Monday, November 16, 2009

Southern and Parents

As Dave and I ate this amazing gumbo that a friend brought by tonight, he decided that there are four groups of Southern food:

1) Cook the hooey out of it (i.e., any vegetable made in the south)
2) Add Bacon
3) Fried
4) Gravy

All I can say to that is: YUMMMMY!

In case you are wondering, the parents in our neighborhood whose children are starting kindergarten this year are obsessed with where their children are going to school. The vast majority of the conversations Dave and I have right now are where to send Conor to school. To give you some perspective, the debates are like CIO vs AP parenting....only worse.

Actually, I take that back. For my friends at least, we seem to be supportive of each other's kindergarten choices. And just before I started this blog entry, Dave and I realized that NONE of our friends are making the same choice! Not a single one. So from our perspective: none of our friends have looked at the same schools and all agreed on the same school.

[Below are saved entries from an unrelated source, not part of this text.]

PR #2546, opened 2023-06-08
Fix target_info labels

ie-pham:
**What this PR does**: The `labels` variable in the gauge & counter `collectMetrics` function was created outside the for loop and so we were constantly adding labels to metrics after metrics. 

Fixes #<issue number>

**Checklist**
- [x] Tests updated
- [ ] Documentation added

### DIFF
--- a/modules/generator/registry/gauge.go
+++ b/modules/generator/registry/gauge.go
@@ -2,6 +2,7 @@ package registry
 
 import (
 	"sync"
+	"fmt"
 	"time"
 
 	"github.com/prometheus/prometheus/model/labels"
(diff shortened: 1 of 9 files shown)


modules/generator/registry/gauge.go
```diff
@@ -118,31 +118,27 @@ func (g *gauge) collectMetrics(appender storage.Appender, timeMs int64, external
...
-	// set metric name
-	lb.Set(labels.MetricName, g.metricName)
-	// set external labels
-	for name, value := range externalLabels {
-		lb.Set(name, value)
-	}
-
 	for _, s := range g.series {
 		t := time.UnixMilli(timeMs)
+		lbls := make(labels.Labels, 1+len(externalLabels)+len(s.labels.names))
```
zalegrala, line 123: We might want to keep the allocations outside of the loop.  I think I saw a `Reset()` method on the lb object that might empty this out.

ie-pham: good call

calebamiles (approved):
🚀

mapno (commented):
I think it's missing a test to ensure the bug is fixed. Otherwise, LGTM

ie-pham:
added test and made sure they failed before the fix and passed after the fix

mapno (approved):
LGMT, nice fix

PR #2549, opened 2023-06-09
Refactor microservices jsonnet into reusable component

zalegrala:
**What this PR does**:

Here we introduce a new `component` jsonnet library that encapsulates much of the functionality for each tempo component with flexibility to be re-used between them.  Additionally, all the tempo components are adjusted to implement the component library, passing in necessary details from the existing global `$._config` while avoiding any global reference internally to the library.  To maintain backwards compatibility with existing field overrides, all existing fields are appended to the appropriate locations for the relevant component objects.  This will mean that existing implementations that wrap the microservices jsonnet will be able to continue to function and allow a slower transition to the new approach.

** BREAKING CHANGE **: tempo-query has been dropped from the jsonnet deployment of the query-frontend.

**Checklist**
- [ ] Tests updated
- [ ] Documentation added


operations/jsonnet/microservices/component.libsonnet
```diff
@@ -0,0 +1,87 @@
...
+    configVolumeName:: 'tempo-conf',
+    overridesVolumeName:: 'overrides',
+
+    containerArgs:: {
+      target: target,
+      'config.file': '/conf/tempo.yaml',
+      'mem-ballast-size-mbs': $._config.ballast_size_mbs,
+    },
+
+    workload: {},
```
zalegrala, line 26: Since we're not responsible for realizing the workoad, we don't need this key and can instead reference the `target.deployment` directly, or the `target.statefulset` directly.

operations/jsonnet/microservices/querier.libsonnet
```diff
@@ -7,49 +7,28 @@
...
-      config_hash: std.md5(std.toString($.tempo_querier_configmap.data['tempo.yaml'])),
-    }) +
-    deployment.mixin.spec.template.spec.withVolumes([
-      volume.fromConfigMap(tempo_config_volume, $.tempo_querier_configmap.metadata.name),
-      volume.fromConfigMap(tempo_overrides_config_volume, $._config.overrides_configmap_name),
-    ]),
-
-  tempo_querier_service:
-    k.util.serviceFor($.tempo_querier_deployment),
+  tempo_querier_container:: {},
```
joe-elliott, line 31: what are these for?

joe-elliott (commented):
i overall like these changes, but how does this impact the structure of our internal deployment jsonnet?

for instance is per env scaling.libsonnet still honored? does the way we've structured our overlays in main.jsonnet still apply correctly?

operations/jsonnet/microservices/querier.libsonnet
zalegrala: Its a way of creating the hidden object first, so that appends to the top level keys are capture and used above.  Previously, the `_deployment` and `_service` keys below were the public interface, but we move the public to be encapsulated under the key `querier` for this component.

zalegrala: Strictly to maintain backwards compatibility.

zalegrala:
That last commit covers the delta that I saw in the delta in one of our clusters.  Now what I see in that diff on that cluster is represented in the compiled jsonnet.

kvrhdn (commented):
This is really nice work! I like how you managed to simplify the creation of each component and removed so much jsonnet/k8s 'noise' from each file.
It's also clear you thought about how to migrate this.

There are a couple of changes in the generated yaml, but as far as I can tell these don't change any settings since the default is the same right?

Just a thought: could we warn people when they use the old variables? We still expose `tempo_compactor_container` for compatibility with how we used to override settings, but I think you are now supposed to tweak `compactor.container`.
Could we issue a warning if people still change `tempo_compactor_container` (or any other old variable)?

operations/jsonnet/microservices/frontend.libsonnet
```diff
@@ -1,93 +1,42 @@
...
-    ]),
-
-  tempo_query_frontend_deployment:
-    deployment.new(
-      target_name,
-      $._config.query_frontend.replicas,
-      std.prune([
-        $.tempo_query_frontend_container,
-        if $._config.tempo_query.enabled then $.tempo_query_container,
-      ]),
```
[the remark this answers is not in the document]
zalegrala: Good eye.  I added a commit to drop the tempo-query configuration and deployment, and updated the PR description.  Probably worth a changelog, which I'll also include after testing again.  The generator deployment->statefulset happened while this PR was opened and so want to check on things.

operations/jsonnet/microservices/configmap.libsonnet
```diff
@@ -121,42 +121,6 @@
...
-      'tempo.yaml': $.util.manifestYaml($.tempo_querier_config),
-    }),
-
-  tempo_query_frontend_configmap:
-    configMap.new('tempo-query-frontend') +
-    configMap.withData({
-      'tempo.yaml': $.util.manifestYaml($.tempo_query_frontend_config),
-    }),
-
   tempo_query_configmap: if $._config.tempo_query.enabled then
```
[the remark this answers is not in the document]
zalegrala: I've opted to drop this based on your other comment.

zalegrala:
Thanks for the review @kvrhdn.  The changes in the manifests are a result of moving away from the `kausal` utils, which have been deprecated for a long time.  All the changes seemed okay to me since as you mention, I think they are the default values.

Good question about warning users if they use an old variable.  I'm not entirely sure, but I'll do a little research and see if we can come up with something.

PR #2555, opened 2023-06-14
[vParquet3] Write path

### LINKED ISSUE #2552: Wiring the config with the schema changes and make write path work
Dynamic columns configured through overrides need to be propagated through block creation in the ingesters.

Part of https://github.com/grafana/tempo/issues/2527

mapno:
**What this PR does**:
Propagates dynamic columns configuration to the write path. Ingesters now are able to create and write to blocks with dedicated columns.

What I appreciate the most about our friends is that we all seem to be supportive of each other. This weekend, a good friend and I had a cleaning party at the new house and could truly support that a school we didn't choose was indeed a good school and a good choice for each other's family. Dave and my impression thus far is that all the schools we've seen are "over the bar" in that they would be good educational choices. I don't think any of the magnet schools we've seen are bad.

NONETHELESS, today a friend explained to me how "parents she knew, parents whose parenting styles she respected, had chosen a particular school (<--the school she mistakenly thought we are choosing), but it simply was not a good fit for her child." Now, being the psychologist interested in communication that I am, let's parse that statement. If that statement had been "That's a good school, but not a good fit for my child or my family", I would think that was a fine, non-judgmental statement. Indeed, I think all of our choices are based our family's beliefs about what makes good education (pedagogy or pedagogical philosophy if you want to sound fancy; I have had to submit my personal pedagogy at every job appointment or review I've had as a professor). Some are more traditional than others. Some are less traditional than others. There you go. That's fine.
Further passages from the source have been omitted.